Since \(x_k=(1-\alpha)^kx_0\), we have: \[e_k=|(1-\alpha)^k||x_0|\] Since \(0<\alpha<2\), the term \(|1-\alpha|\) satisfies: \[|1-\alpha|<1\]

Thus, as \(k\to \infty\), we see exponential decay: \[e_k=|1-\alpha|^ke_0.\]

c$ This result together with the analysis in the previous exercise confirms that gradient descent converges linearly in this simple quadratic case.

d$

import numpy as np
import matplotlib.pyplot as plt

# Function and gradient
def f(x):
    return 0.5 * x**2

def grad_f(x):
    return x  # Since f(x) = (1/2) x^2, its gradient is simply x

# Gradient Descent Function
def gradient_descent(x0, alpha, num_iters):
    errors = []
    x_k = x0
    for _ in range(num_iters):
        errors.append(abs(x_k))  # Store absolute error |x_k|
        x_k = x_k - alpha * grad_f(x_k)  # Gradient descent update
    return errors

# Initial point
x0 = 10  # Starting point

# Step sizes to test
alphas = [0.1, 0.5, 1, 1.5]

# Number of iterations
num_iters = 50

# Run gradient descent for different values of alpha
plt.figure(figsize=(8, 5))

for alpha in alphas:
    errors = gradient_descent(x0, alpha, num_iters)
    plt.semilogy(errors, label=f"\alpha = {alpha}")

# Plot settings
plt.xlabel("Iteration k")
plt.ylabel("Error |x_k| (log scale)")
plt.title("Gradient Descent Convergence for Different alpha")
plt.legend()
plt.grid()
plt.show()
#plt.savefig("convergence.png")

Explanation:

  • We initialize \(x_0=10\) (arbitrary nonzero starting point).

  • For each \(\alpha\), we perform gradient descent for 50 iterations.

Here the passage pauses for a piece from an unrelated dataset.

PR #278, opened 2011-08-27
Adds Mail::Message#without_attachments! that removes all message's attachments (issue #33)

vitorbaptista:
Hi,

I've implemented a method #without_attachments! that requires less memory than the solution proposed by ledermann in issue #33. I'm working on creating a #without_attachments that's not destructive, simply returning a new instance with the attachments removed, but haven't had success so far.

  • We plot \(e_k\) on a semilog scale, where exponential decay appears as a straight line.

  • Expected behavior:

    - If \(0<\alpha<2\), the error decreases exponentially.

    Higher \(\alpha\) (closer to 2) should converge faster but risks instability if \(\alpha \geq 2\).

Expected Observations:

  • For small \(\alpha\) (e.g., 0.1): Convergence is slow.

  • For moderate \(\alpha\) (e.g., 0.5, 1): Faster convergence.

  • For large \(\alpha\) (e.g., 1.5): Convergence is still fast but close to instability.

  • If we set \(\alpha=2\), we would see oscillations instead of convergence.

The script numerically confirms the exponential decay of errors when \(0<\alpha<2\).

#  (5.7)

In conjugate gradient descent, what is the descent direction at the first iteration for the function \(f ( x, y) = x^2 + xy + y^2 + 5\) when initialized at \([ x, y] = [1, 1]\)? What is the resulting point after two steps of the conjugate gradient method?

The conjugate gradient method initially follows the steepest descent direction. The gradient is \[\nabla f ( x, y) = [2x + y, 2y + x ]\] which for \(( x, y) = (1, 1)\) is \([3, 3]\). The direction of steepest descent is opposite the gradient, \(d_0 = [-3, -3]\).

It is possible to prove the following proposition:

Proposition 1. A twice differentiable function \(f : {\mathbb{R}}^n \to {\mathbb{R}}\) is convex, if and only if the Hessian \(\nabla^2 f (x)\) is positive semi-definite for all \(x \in {\mathbb{R}}^n\).

See https://wiki.math.ntnu.no/_media/tma4180/2016v/note2.pdf for a proof.

The Hessian is \[H=\begin{bmatrix} 2 &1\\ 1 &2 \end{bmatrix}\] Since the function is quadratic and the Hessian is positive definite (you can check this by showing that both eigenvalues are positive), the conjugate gradient method converges in at most two steps. Thus, the resulting point after two steps is the optimum, \(( x, y) = (0, 0)\), where the gradient is zero.